I shook my head. My muscles burned. Sweat plastered my hair to my forehead. When I’d gulped enough air, I managed to say, “Panic attack.” I’d never told anyone—I didn’t even know for sure. I’d read a book with a character who had them, and it had been like a lightbulb going off. I’d diagnosed myself.

“What’d your parents do?” Everett asked, and I didn’t stop to wonder how he knew.

I pushed the letters against his chest. “I’m not going to college.”

He smoothed the papers and scanned them. “Funny, because it looks like you are.”

“They said no.”

Everett wiped his face with the hem of his T-shirt, exposing his muscled stomach. I jerked my gaze away. “Who cares what they said? You’re almost eighteen. Go anyway.”

I flushed. “With what money? I don’t even have a checking account. I need them to sign for a loan.” I shouldn’t have to explain to Everett. He should know as well as anyone that money was destiny.

He laughed—it startled me enough that I glanced up. “What?”

“These people. If they can’t trap you one way, they just find another.” He looked back at the letters. “A thousand to confirm your spot, huh?”

I leaned against the tree, letting the bark bite into my back. It was getting easier to breathe. “Might as well be a million. I have the same chance of coming up with it.”

“There’s a community college out in Saint Lafitte, you know. That’s only an hour away. It’s not LSU, but it’s something. Won’t cost you a thousand to register, neither. Maybe you could work a little after graduation, save up, then apply.” Everett’s eyes traveled from my clenched hands up to my face. He wore that tender look again, the one that had alarmed me the first time I saw it. “I’ve sat next to you in class for years. You of all people should be going to college.”

“Are you going?” Under my dress, sweat was drying on my skin, cooling it. I rubbed my arms, trying to ignore the fact that even the hint that he’d paid attention to me made me feel strangely light. “To community college?”

He scrubbed his neck. “Maybe. I don’t know. I’ve got some things to work out first.”

I studied his face. The question slipped out. “Do you really get in bar fights like people say?”

Everett’s eyes narrowed. For years I’d tried not to look too closely at his face. For a thousand reasons, it had seemed too dangerous. Now that we were becoming friends, I kept discovering things that took me by surprise. Like how his eyes were impossibly dark, yet sparkled with flecks of brown, like little stars. The dark bruise around his eye did nothing to diminish the effect.

“Never mind the black eye,” he said quickly. “I found something.”

He fished in his pocket and pulled out something that glinted—Renard’sMommanecklace. It was streaked with dirt and something darker—blood.

A chill washed through me. “Where’d you get that?” Talk of Renard’s disappearance was fading, but if anyone saw this necklace in Everett’s possession, distinctly Renard’s and covered in blood, we’d be in grave trouble.

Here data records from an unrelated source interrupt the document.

PR #18390, opened 2024-07-18
Fixed #35601 - Added TelInput widget.

LucasEsposito:
# Trac ticket number

ticket-35601

# Branch description
Despite seeming functionally identical to standard `text` inputs, `tel` input offers some benefits:
* Mobile browsers may opt to present a custom keypad optimized for entering phone numbers.
* Validation for a specific format can be implemented with the `pattern` attribute
* Browsers that don't support type `tel` fall back to a standard `text` input.

# Checklist
- [x] I have attached screenshots in both light and dark modes for any UI changes. (N/A)


docs/ref/forms/widgets.txt
```diff
@@ -558,6 +558,15 @@ These widgets make use of the HTML elements ``input`` and ``textarea``.
...
 
+``TelInput``
+~~~~~~~~~~~~~~
+
+.. class:: TelInput
+
+    * ``input_type``: ``'tel'``
+    * ``template_name``: ``'django/forms/widgets/tel.html'``
+    * Renders as: ``<input type="tel" ...>``
+
```
claudep, line 569: Should we repeat here what MDN tells about phone validation?

`the input value is not automatically validated to a particular format before the form can be submitted, because formats for telephone numbers vary so much around the world.`

We might also point to third-party packages that do (server-side) validation (e.g. django-phonenumber-field).

LucasEsposito: Thanks for your review.

I applied both suggestions to the docs.

docs/releases/5.2.txt
```diff
@@ -165,7 +165,7 @@ File Uploads
 Forms
 ~~~~~
 
-* ...
+* Added :class:`~django.forms.TelInput` form widget that renders as ``<input type="tel" ...>``
```
sarahboyce, line 168:
```suggestion
* The new :class:`~django.forms.TelInput` form widget renders as 
  ``<input type="tel" ...>``. This is to be used for entering a telephone 
  number.
```
This should be in present tense 👍

docs/ref/forms/widgets.txt
```diff
@@ -558,6 +558,28 @@ These widgets make use of the HTML elements ``input`` and ``textarea``.
     * ``template_name``: ``'django/forms/widgets/url.html'``
     * Renders as: ``<input type="url" ...>``
 
+``TelInput``
+~~~~~~~~~~~~~~
+
```
sarahboyce, line 563:
```suggestion

.. versionadded:: 5.2

```

docs/ref/forms/widgets.txt
sarahboyce: I think we generally avoid pointing to third party packages in our docs (I guess due to concerns about those packages being maintained/secure etc).
I can see we do link [`django-statici18n`](https://django-statici18n.readthedocs.io/`) and [`django-debug-toolbar`](https://github.com/jazzband/django-debug-toolbar/) already, I am not 100% sure what our criteria is.
I just want to highlight that we should check django-phonenumber-field before we commit to it being linked in our docs 👍

sarahboyce (commented):
Thank you @lucasesposito ⭐
I have minor comments

docs/ref/forms/widgets.txt
claudep: https://pypi.org/project/django-phonenumber-field/#history shows that the package is currently well maintained and that there are several maintainers.

adamchainz: I also think it's okay to point to this package. It’s also not a huge endorsement, just a “such as”.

“I found it in the clearing.” Everett watched for my reaction.

He meant the clearing where we’d killed Renard. “Why did you go back?” Returning to the scene of the crime seemed the most suspicious thing he could’ve done. In books, it was what killers did when they wanted to soak in the glory of their crimes.

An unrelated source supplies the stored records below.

PR #18393, opened 2024-07-19
Fixed #30448, Fixed #35618 -- Do not close connection in atomic block.

andersk:
# Trac ticket number

ticket-30448

# Branch description

Previously, the `django.db.close_old_connections` handler for `request_started` and `request_finished` would incorrectly close any connection within a `transaction.atomic` block (such as the one automatically used by `django.db.TestCase`), leading to `InterfaceError: connection already closed`.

He shrugged. “I was hunting, and the clearing’s close to a burrow. There’s reliable game there.”

“You were hunting when you found me, too.” I’d seen the dead animal he dropped. “Why do you hunt so much?”

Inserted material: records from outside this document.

PR #18397, opened 2024-07-21
Fixed #25889 – organized tests and added summary docstrings.

wassef911:
# Trac ticket number
ticket-25889

# Branch description
codebase contains a lot of tests with random names pointing to Trac issues,
like **def test_ticket_9999** or **class Ticket9999Tests**

Although that's helpful, this makes navigating the tests easier/quicker and hopefully results in tests to be grouped "a little better" in the future...

I tried following an [older attempt](https://github.com/django/django/pull/7993)/ review left on it.
 

# Checklist


tests/defer_regress/tests.py
```diff
@@ -104,16 +104,21 @@ def test_basic(self):
...
         )
         self.assertIsInstance(
             list(SimpleItem.objects.annotate(Count("feature")).only("name")), list
         )
 
-    def test_ticket_23270(self):
+    def test_deferred_model_inheritance(self):
+        """
+        select_related on fields pointing to subclasses works when using defer (#23270).
+        """
```
sarahboyce, line 121:
```suggestion
    def test_defer_with_select_related_inherited_model(self):
```
Maybe we move this down next to the other select related tests for defer

tests/delete_regress/tests.py
```diff
@@ -280,15 +280,15 @@ def test_19187_values(self):
             Image.objects.values_list().delete()
 
 
-class Ticket19102Tests(TestCase):
+class DeletingUsingSubqueriesTests(TestCase):
```
sarahboyce, line 283:
```suggestion
class DeleteUsingSubqueryTests(TestCase):
```

tests/delete_regress/tests.py
```diff
@@ -299,7 +299,10 @@ def setUpTestData(cls):
         cls.l2 = Login.objects.create(description="l2", orgunit=cls.o2)
 
     @skipUnlessDBFeature("update_can_self_select")
-    def test_ticket_19102_annotate(self):
+    def test_delete_subquery_for_annotated(self):
+        """
+        Deletion using subqueries works for annotated queries (#19102).
+        """
```
sarahboyce, line 305:
```suggestion
    def test_annotate(self):
```
As the ticket number is in the class description and due to the name and docstring of the test class, I think I would remove all the doc strings added here and have shorter test names `test_extra`, `test_select_related`, `test_only`

tests/expressions/tests.py
```diff
@@ -476,14 +476,20 @@ def test_object_update_unsaved_objects(self):
         with self.assertRaisesMessage(ValueError, msg):
             acme.save()
 
-    def test_ticket_11722_iexact_lookup(self):
+    def test_lookups_with_f_has_valid_sql(self):
+        """
+        Query lookups that reference an F() expression produce valid sql (#11722).
+        """
```
sarahboyce, line 482:
```suggestion
    def test_filter_lookups_with_f_expression(self):
```

tests/expressions/tests.py
```diff
@@ -476,14 +476,20 @@ def test_object_update_unsaved_objects(self):
...
         test = Employee.objects.create(firstname="Test", lastname="test")
 
         queryset = Employee.objects.filter(firstname__iexact=F("lastname"))
         self.assertSequenceEqual(queryset, [test])
 
-    def test_ticket_16731_startswith_lookup(self):
+    def test_startswith_endswith_works_with_f_expression(self):
+        """
+        startswith endswith and contains works with F expression (#16731).
+        """
```
sarahboyce, line 492:
```suggestion
    def test_filter_startswith_with_f_expression(self):
```
(this test doesn't test endswith)

tests/expressions/tests.py
```diff
@@ -496,7 +502,10 @@ def test_ticket_16731_startswith_lookup(self):
         )
         self.assertSequenceEqual(qs, [e2, e3])
 
-    def test_ticket_18375_join_reuse(self):
+    def test_f_works_with_multiple_relations_1(self):
```
sarahboyce, line 505: I don't like adding 1, 2, 3, 4
Every test tests that something "works" so I would change that naming
I would either say `f_expression` or remove `f` as all tests are for `F` here

tests/fixtures_regress/tests.py
```diff
@@ -506,22 +506,20 @@ def test_loaddata_no_fixture_specified(self):
                 verbosity=0,
             )
 
-    def test_ticket_20820(self):
+    def test_loaddata_m2m(self):
```
sarahboyce, line 509:
```suggestion
    def test_loaddata_with_inherited_m2m(self):
```
I'd not refactor the docstrings in this file

sarahboyce (commented):
Thank you @wassef911 ⭐ 
This is big clean up and I like where it's going 

There's quite a lot to review here, I have left initial comments
I have not reviewed `tests/generic_relations_regress/tests.py`, `tests/prefetch_related/tests.py` or `tests/queries/tests.py` yet but hopefully this gives you a good start and you might be able to anticipate if I'd have any comments there 👍

tests/test_runner/tests.py
```diff
@@ -754,13 +754,13 @@ def run_suite(self, suite, **kwargs):
...
 
-class Ticket17477RegressionTests(AdminScriptTestCase):
+class TestManageHelp(AdminScriptTestCase):
     def setUp(self):
         super().setUp()
         self.write_settings("settings.py")
 
-    def test_ticket_17477(self):
-        """'manage.py help test' works after r16352."""
+    def test_manage_help_test(self):
```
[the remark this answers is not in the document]
wassef911: correct

tests/aggregation_regress/tests.py
```diff
@@ -1950,7 +1954,10 @@ def test_non_nullable_fk_not_promoted(self):
 
 
 class SelfReferentialFKTests(TestCase):
-    def test_ticket_24748(self):
+    def test_self_referential_fk_aggregate(self):
```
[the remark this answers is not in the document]
wassef911: yeah sure since we touched it let's relocate it somewhere that makes more sense. 

I've seen a bunch of cases like this, but I didn't have the courage for bigger diffs... let me know if I should swing at that?

tests/aggregation_regress/tests.py
```diff
@@ -1914,7 +1914,11 @@ def test_aggregate_group_by_unseen_columns_unmanaged(self):
 
 
 class JoinPromotionTests(TestCase):
-    def test_ticket_21150(self):
+    def test_select_related_with_annotation(self):
+        """
+        Select_related with annotation returns the correct results
+        and maintains related objects (#21150).
+        """
```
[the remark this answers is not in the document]
wassef911: true, but I think we should keep it to:
* Do not lose the issue number.
* Do not have a docstring for just the issue number.

tests/defer_regress/tests.py
```diff
@@ -104,16 +104,21 @@ def test_basic(self):
             list(SimpleItem.objects.annotate(Count("feature")).only("name")), list
         )
 
-    def test_ticket_16409(self):
-        # Regression for #16409 - make sure defer() and only() work with annotate()
+    def test_annotation_defer_and_only(self):
+        """
+        Make sure defer() and only() work with annotate() (#16409).
+        """
```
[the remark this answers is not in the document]
wassef911: could you expand on this, I don't get it 
github UI not showing any change, just different colors...

tests/delete_regress/tests.py
wassef911: I usually try to write test names as a full sentence,
I'll try to follow this instead.

tests/expressions/tests.py
wassef911: okay makes more sense.

tests/expressions/tests.py
```diff
@@ -496,7 +496,10 @@ def test_ticket_16731_startswith_lookup(self):
         )
         self.assertSequenceEqual(qs, [e2, e3])
 
-    def test_ticket_18375_join_reuse(self):
+    def test_f_expression_join_reuse(self):
+        """
+        F() works across multijoin relations, join reuse (#18375).
+        """
```
sarahboyce, line 502:
```suggestion
```
ticket number exists in the comment underneath

tests/expressions/tests.py
```diff
@@ -516,7 +522,10 @@ def test_ticket_18375_kwarg_ordering(self):
         )
         self.assertEqual(str(qs.query).count("JOIN"), 1)
 
-    def test_ticket_18375_kwarg_ordering_2(self):
+    def test_f_expression_join_reuse_with_pk(self):
+        """
+        F() works across multijoin relations with PKs (#18375).
+        """
```
sarahboyce, line 528:
```suggestion
```
Ticket number in existing comment

tests/expressions/tests.py
```diff
@@ -505,7 +508,10 @@ def test_ticket_18375_join_reuse(self):
         )
         self.assertEqual(str(qs.query).count("JOIN"), 1)
 
-    def test_ticket_18375_kwarg_ordering(self):
+    def test_f_expression_join_reuse_with_number_evaluation(self):
+        """
+        F() works across multijoin with number evaluation (gt/lt) (#18375).
+        """
```
sarahboyce, line 514:
```suggestion
```
Let's remove and instead update the end of the comment below
```
# other lookups could not reuse (#18375).
```

tests/expressions/tests.py
```diff
@@ -528,7 +537,10 @@ def test_ticket_18375_kwarg_ordering_2(self):
         )
         self.assertEqual(str(qs.query).count("JOIN"), 1)
 
-    def test_ticket_18375_chained_filters(self):
+    def test_f_expression_join_reuse_with_chained_filter(self):
+        """
+        F() works across multijoin relations with chained filters (#18375).
+        """
         # F() expressions do not reuse joins from previous filter.
```
sarahboyce, line 544:
```suggestion
        # F() expressions do not reuse joins from previous filter (#18375).
```

tests/generic_relations_regress/tests.py
```diff
@@ -174,14 +174,20 @@ def test_target_model_bool_false(self):
 
     @skipIfDBFeature("interprets_empty_strings_as_nulls")
     def test_gfk_to_model_with_empty_pk(self):
-        """Test related to #13085"""
+        """
+        GenericForeignKey saves to model instance
+        with an empty CharField PK (#13085).
+        """
```
sarahboyce, line 180: I think we can revert as is the ticket is about poorly named tests

tests/prefetch_related/tests.py
```diff
@@ -1655,15 +1655,16 @@ def setUpTestData(cls):
...
+        """Successful prefetch_related() call (#19607)."""
         list(
             WordEntry.objects.prefetch_related(
                 "lesson_entry", "lesson_entry__wordentry_set"
             )
         )
 
 
-class Ticket21410Tests(TestCase):
+class PrefetchRelatedSuccess2Tests(TestCase):
```
sarahboyce, line 1667: This shouldn't be called 2

I think looking at these, we actually might update to be a single test class `PrefetchRelatedSuccessTests` and have the stuff inside `setUpTestData` be inside each test and make the `list()` call actually assert it's value and give these two tests names as to why they are different
Even `PrefetchRelatedQueryTests` could be combined here as this `setUpTestData` doesn't really make sense if there is only one test for each

tests/aggregation_regress/tests.py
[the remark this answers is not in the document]
sarahboyce: Yes, but we still have issue numbers in commit messages and this is usually how we track the issue number rather than adding them into doc strings.
I don't mind too much if we already have a doc string and we had the number in the test name, but otherwise, the doc string needs to add value beyond a ticket number

tests/defer_regress/tests.py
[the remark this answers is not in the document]
sarahboyce: This is suggesting to delete these lines

sarahboyce (commented):
Thank you for the updates @wassef911 :star: this is really shaping up

I have a few more suggestions. I still haven't looked at `tests/queries/tests.py` at all but progressing with the other files

tests/aggregation_regress/tests.py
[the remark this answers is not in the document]
wassef911: I could loop over all docstring and remove the issue numbers, 
but then we'll have to change the coding style mentioned in the docs? 

https://docs.djangoproject.com/en/dev/internals/contributing/writing-code/coding-style/#python-style

I don't think every character has to add value per say, but keeping more tests consistent with the style, will put pressure on whoever is writing future tests for follow it ?

tests/expressions/tests.py
wassef911: same as the above consistency.

tests/expressions/tests.py
wassef911: same

wassef911:
let's just close this already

He looked past me. “I have to eat.”

“Doesn’t your father buy groceries?” Mr. Duncan, who ran the garage on the other side of town, was someone I crossed the street to avoid. Even from far away, you could feel the dark miasma of anger that ringed him. Churchgoers whispered he’d sold his soul to the Devil and was now his emissary, a rumor strengthened by the fact that he and Everett had never once stepped foot inside the church. Some whispered they’d burst into flames if they tried. But Mr. Duncan’s garage seemed busy despite the rumors—there were always cars there—which meant there had to be at least enough money to eat.

Everett’s words were clipped. “Like I said.”

He clearly wanted to change the subject, so I gestured to the necklace. “We have to get rid of it, right?”

He nodded. “I thought you might want to do the honors. All things considered.”